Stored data
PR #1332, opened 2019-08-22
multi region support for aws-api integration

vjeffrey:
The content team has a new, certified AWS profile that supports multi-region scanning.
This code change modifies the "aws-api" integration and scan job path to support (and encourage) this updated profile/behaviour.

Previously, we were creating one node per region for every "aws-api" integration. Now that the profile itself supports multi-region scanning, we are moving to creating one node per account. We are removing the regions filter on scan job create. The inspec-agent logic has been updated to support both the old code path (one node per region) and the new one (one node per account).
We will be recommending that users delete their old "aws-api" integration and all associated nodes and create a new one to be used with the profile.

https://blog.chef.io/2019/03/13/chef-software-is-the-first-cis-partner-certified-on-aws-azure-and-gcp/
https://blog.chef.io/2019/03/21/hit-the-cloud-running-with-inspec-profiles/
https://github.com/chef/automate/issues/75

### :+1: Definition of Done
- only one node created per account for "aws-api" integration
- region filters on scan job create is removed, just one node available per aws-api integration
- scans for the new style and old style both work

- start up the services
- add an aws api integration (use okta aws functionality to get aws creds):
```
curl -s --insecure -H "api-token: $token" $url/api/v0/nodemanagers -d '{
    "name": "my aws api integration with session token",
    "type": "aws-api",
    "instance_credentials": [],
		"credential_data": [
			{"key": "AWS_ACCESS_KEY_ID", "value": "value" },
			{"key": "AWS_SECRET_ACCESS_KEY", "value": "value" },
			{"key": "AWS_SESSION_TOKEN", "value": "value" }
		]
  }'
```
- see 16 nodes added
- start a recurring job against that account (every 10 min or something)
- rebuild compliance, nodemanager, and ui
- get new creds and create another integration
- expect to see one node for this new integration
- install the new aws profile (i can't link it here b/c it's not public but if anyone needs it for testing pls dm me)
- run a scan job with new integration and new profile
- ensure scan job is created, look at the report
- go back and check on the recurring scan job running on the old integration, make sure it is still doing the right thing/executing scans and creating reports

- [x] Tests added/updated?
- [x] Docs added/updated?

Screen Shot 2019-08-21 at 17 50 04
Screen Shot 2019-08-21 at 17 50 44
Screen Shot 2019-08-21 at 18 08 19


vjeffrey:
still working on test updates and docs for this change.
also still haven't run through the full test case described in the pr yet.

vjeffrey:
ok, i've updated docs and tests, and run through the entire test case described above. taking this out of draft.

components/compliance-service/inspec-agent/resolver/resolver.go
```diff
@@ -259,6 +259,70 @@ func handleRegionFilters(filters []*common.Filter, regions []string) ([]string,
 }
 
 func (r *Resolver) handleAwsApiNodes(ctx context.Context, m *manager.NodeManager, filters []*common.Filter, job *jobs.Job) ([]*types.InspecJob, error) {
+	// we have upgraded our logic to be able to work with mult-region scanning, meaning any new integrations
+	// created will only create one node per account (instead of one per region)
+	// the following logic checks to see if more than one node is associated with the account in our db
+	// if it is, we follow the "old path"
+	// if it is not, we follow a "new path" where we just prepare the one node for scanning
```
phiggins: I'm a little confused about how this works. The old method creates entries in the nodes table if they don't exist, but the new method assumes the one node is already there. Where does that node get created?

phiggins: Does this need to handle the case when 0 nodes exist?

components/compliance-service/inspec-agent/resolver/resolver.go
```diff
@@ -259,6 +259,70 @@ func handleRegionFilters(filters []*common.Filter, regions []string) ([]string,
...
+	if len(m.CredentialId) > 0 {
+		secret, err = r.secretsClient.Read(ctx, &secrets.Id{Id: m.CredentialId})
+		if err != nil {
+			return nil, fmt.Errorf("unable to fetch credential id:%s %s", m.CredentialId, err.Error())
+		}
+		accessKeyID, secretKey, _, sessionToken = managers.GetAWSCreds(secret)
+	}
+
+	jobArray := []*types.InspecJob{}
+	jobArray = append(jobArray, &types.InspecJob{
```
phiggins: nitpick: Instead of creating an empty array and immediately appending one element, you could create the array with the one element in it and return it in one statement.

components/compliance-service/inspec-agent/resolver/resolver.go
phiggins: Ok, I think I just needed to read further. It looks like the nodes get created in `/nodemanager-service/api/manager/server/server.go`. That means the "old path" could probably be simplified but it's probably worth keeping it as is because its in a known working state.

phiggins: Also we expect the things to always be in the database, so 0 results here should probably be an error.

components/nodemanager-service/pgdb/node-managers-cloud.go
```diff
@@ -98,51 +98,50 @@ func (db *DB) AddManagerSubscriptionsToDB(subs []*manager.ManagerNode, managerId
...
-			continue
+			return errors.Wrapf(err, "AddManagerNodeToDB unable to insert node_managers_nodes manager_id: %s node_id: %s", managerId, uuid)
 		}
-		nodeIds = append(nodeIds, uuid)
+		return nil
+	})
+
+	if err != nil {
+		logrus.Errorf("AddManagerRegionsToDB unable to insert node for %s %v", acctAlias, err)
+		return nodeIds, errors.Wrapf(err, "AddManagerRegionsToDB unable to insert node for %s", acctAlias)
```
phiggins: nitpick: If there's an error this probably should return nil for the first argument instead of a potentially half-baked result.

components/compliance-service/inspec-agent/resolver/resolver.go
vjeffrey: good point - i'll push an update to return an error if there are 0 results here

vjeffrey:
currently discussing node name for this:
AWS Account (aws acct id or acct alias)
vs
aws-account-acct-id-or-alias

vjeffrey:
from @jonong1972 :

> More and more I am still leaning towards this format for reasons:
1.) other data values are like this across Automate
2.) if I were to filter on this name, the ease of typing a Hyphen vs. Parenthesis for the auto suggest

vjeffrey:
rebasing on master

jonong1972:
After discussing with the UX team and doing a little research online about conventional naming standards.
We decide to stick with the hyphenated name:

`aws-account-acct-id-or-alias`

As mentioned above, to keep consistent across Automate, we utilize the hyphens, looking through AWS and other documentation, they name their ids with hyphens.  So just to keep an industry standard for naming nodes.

*Exercise description:* Among the lines of the data, identify those with the word "will". Copy each of them.

*Solution for this exercise:*
We will be recommending that users delete their old "aws-api" integration and all associated nodes and create a new one to be used with the profile.
+	// created will only create one node per account (instead of one per region)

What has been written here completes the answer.